## What is expected
Each line of the data that includes "forceUpdateLocation" must be copied.

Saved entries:

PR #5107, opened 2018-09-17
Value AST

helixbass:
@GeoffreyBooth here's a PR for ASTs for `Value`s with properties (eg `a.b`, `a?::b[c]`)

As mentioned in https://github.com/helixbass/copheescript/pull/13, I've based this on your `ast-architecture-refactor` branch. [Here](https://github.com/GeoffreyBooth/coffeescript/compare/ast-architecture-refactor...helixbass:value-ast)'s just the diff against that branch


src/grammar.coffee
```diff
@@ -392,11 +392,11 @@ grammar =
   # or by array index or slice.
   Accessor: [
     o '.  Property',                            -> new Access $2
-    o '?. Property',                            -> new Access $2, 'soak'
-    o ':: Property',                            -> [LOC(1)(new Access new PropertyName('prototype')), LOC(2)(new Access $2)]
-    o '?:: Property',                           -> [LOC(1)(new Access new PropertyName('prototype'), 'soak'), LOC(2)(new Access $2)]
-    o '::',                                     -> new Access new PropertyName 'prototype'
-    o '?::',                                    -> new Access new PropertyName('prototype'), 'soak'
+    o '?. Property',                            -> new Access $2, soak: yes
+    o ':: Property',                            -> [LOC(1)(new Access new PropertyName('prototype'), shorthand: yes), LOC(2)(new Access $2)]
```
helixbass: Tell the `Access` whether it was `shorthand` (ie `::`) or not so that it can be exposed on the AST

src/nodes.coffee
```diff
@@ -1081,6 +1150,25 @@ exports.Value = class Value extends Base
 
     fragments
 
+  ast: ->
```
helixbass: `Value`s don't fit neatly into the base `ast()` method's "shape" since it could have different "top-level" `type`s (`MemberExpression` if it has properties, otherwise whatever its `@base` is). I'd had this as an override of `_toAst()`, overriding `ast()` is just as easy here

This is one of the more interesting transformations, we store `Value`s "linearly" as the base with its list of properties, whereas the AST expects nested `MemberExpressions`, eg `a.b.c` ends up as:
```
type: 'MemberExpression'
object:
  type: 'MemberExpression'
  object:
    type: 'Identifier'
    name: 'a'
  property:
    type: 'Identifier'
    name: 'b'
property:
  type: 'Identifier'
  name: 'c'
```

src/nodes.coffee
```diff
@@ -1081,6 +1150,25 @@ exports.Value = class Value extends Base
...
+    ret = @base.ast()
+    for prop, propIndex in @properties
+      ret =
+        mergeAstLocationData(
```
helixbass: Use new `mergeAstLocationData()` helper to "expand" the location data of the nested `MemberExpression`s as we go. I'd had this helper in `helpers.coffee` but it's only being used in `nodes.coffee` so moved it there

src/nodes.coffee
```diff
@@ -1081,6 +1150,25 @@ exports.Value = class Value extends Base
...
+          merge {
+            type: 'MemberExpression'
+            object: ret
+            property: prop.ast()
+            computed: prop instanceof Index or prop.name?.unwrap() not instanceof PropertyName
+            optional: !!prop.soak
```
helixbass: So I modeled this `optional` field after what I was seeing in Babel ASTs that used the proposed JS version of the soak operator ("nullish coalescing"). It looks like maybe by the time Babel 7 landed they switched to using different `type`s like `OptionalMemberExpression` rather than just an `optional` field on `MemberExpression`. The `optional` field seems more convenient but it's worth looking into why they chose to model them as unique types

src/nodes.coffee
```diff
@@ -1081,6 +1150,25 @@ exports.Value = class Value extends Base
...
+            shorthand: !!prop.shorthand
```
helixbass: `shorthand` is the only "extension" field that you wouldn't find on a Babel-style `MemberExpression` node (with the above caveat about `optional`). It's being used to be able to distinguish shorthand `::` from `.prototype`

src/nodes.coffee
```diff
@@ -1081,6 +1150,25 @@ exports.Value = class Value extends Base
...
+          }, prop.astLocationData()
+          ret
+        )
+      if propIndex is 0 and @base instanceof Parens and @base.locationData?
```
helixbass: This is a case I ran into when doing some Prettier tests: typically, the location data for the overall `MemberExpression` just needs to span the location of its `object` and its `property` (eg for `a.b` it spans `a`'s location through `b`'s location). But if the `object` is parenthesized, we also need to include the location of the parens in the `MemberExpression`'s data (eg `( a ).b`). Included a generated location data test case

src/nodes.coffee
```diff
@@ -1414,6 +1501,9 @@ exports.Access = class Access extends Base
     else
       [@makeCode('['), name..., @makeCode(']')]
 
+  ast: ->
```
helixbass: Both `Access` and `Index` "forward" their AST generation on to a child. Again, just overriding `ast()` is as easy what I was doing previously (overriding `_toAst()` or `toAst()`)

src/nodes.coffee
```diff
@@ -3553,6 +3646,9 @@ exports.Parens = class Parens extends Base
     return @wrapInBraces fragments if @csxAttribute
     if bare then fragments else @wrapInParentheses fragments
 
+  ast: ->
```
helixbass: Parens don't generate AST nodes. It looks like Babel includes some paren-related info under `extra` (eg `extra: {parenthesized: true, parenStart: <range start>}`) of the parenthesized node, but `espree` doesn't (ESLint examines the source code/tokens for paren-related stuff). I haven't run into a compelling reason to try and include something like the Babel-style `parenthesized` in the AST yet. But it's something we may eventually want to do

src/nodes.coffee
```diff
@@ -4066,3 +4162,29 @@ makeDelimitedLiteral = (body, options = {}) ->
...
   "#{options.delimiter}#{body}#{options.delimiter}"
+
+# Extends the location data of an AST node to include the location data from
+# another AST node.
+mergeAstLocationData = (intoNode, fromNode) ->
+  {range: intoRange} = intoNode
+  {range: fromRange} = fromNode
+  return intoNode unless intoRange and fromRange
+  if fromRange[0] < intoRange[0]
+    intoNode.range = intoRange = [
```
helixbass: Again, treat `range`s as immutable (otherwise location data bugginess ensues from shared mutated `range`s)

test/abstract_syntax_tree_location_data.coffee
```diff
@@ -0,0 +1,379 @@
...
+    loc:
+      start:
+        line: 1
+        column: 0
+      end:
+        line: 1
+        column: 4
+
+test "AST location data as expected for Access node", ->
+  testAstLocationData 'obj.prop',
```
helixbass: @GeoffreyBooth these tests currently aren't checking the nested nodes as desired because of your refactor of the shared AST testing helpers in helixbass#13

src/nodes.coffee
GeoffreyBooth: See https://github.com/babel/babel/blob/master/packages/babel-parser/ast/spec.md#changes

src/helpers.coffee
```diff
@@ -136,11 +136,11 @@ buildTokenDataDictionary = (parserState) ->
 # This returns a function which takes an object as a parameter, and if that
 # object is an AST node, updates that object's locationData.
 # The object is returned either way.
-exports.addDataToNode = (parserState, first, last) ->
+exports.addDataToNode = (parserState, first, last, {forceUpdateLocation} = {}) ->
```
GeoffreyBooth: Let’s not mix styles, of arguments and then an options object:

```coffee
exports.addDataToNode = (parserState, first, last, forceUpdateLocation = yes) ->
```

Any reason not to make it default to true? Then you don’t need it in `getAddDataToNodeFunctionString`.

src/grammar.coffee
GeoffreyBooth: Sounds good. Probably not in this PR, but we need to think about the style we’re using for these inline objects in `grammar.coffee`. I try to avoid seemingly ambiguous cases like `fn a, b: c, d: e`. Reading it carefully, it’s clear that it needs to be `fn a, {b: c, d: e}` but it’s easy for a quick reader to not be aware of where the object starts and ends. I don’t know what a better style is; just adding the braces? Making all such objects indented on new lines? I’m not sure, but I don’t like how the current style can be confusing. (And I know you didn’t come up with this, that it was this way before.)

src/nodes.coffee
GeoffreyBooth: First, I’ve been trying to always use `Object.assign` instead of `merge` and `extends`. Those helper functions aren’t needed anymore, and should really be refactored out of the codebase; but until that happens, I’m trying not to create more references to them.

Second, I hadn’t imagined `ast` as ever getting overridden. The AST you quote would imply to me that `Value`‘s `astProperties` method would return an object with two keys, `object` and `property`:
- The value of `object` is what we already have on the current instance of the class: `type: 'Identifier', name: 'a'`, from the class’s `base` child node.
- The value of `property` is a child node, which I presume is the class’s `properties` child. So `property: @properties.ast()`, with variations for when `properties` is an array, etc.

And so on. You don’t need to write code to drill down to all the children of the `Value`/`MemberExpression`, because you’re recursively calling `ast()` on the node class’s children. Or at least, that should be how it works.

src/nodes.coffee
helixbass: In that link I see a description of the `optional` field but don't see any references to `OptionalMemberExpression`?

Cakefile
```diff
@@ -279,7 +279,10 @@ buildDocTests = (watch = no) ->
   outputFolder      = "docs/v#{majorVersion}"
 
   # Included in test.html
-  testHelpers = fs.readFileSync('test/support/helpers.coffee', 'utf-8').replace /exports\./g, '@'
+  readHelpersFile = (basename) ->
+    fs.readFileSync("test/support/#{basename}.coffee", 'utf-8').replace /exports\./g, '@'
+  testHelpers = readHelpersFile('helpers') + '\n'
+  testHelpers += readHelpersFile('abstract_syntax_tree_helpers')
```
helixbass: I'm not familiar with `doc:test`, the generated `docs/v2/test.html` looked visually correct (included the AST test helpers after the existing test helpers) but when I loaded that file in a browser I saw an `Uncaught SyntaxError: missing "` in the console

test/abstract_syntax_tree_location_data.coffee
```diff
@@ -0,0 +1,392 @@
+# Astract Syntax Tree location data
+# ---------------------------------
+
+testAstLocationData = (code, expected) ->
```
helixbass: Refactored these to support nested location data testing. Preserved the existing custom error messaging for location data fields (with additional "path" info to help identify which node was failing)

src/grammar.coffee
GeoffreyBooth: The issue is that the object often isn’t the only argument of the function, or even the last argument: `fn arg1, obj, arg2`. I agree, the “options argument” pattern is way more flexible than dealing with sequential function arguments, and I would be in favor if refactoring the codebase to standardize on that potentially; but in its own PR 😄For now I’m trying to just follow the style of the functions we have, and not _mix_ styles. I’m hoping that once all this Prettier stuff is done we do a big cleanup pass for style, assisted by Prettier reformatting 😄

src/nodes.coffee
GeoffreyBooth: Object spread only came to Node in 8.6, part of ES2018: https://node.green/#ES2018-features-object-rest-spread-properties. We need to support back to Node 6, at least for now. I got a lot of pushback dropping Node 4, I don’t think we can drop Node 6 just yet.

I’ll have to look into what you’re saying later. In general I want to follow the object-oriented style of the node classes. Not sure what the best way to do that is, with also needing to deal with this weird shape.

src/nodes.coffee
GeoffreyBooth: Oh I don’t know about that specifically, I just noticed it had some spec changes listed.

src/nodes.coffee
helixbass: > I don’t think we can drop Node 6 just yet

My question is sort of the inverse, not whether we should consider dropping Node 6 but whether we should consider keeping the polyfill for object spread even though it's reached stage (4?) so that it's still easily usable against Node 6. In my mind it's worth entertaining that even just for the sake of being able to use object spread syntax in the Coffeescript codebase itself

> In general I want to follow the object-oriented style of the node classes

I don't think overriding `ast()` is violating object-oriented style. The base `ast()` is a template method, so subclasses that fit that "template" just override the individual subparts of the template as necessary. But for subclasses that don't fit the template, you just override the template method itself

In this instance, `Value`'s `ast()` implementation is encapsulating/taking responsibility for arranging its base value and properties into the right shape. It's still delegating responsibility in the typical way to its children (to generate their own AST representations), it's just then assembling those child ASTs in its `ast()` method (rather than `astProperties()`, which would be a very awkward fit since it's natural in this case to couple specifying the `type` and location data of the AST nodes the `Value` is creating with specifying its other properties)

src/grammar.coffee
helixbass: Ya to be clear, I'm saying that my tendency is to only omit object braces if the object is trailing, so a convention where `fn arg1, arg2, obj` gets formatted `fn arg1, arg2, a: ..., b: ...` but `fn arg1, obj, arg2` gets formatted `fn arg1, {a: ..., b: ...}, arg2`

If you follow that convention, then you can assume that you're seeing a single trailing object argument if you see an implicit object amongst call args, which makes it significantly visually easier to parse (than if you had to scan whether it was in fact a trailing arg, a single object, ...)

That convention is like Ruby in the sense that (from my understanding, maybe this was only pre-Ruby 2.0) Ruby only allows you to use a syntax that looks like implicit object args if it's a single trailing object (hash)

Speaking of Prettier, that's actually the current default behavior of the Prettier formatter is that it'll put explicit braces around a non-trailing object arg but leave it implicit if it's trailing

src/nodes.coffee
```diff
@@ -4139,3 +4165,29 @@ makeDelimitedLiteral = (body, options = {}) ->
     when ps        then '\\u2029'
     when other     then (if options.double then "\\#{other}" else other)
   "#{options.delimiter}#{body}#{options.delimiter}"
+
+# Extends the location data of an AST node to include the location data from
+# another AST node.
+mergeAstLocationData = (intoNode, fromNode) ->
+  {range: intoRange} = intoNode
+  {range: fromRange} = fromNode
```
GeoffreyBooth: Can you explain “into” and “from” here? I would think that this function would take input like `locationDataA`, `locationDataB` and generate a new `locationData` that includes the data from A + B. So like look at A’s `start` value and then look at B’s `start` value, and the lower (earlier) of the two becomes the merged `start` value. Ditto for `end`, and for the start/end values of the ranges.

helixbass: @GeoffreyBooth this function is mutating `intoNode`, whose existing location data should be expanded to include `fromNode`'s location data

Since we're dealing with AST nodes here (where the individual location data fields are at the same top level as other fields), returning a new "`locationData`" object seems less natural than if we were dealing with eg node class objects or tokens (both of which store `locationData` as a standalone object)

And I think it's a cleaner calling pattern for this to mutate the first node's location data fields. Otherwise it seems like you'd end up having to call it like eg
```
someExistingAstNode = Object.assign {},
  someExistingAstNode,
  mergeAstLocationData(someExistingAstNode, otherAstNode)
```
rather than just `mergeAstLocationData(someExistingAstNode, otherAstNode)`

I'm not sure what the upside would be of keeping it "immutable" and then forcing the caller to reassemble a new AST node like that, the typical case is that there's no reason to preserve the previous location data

## Task response
+exports.addDataToNode = (parserState, first, last, {forceUpdateLocation} = {}) ->
exports.addDataToNode = (parserState, first, last, forceUpdateLocation = yes) ->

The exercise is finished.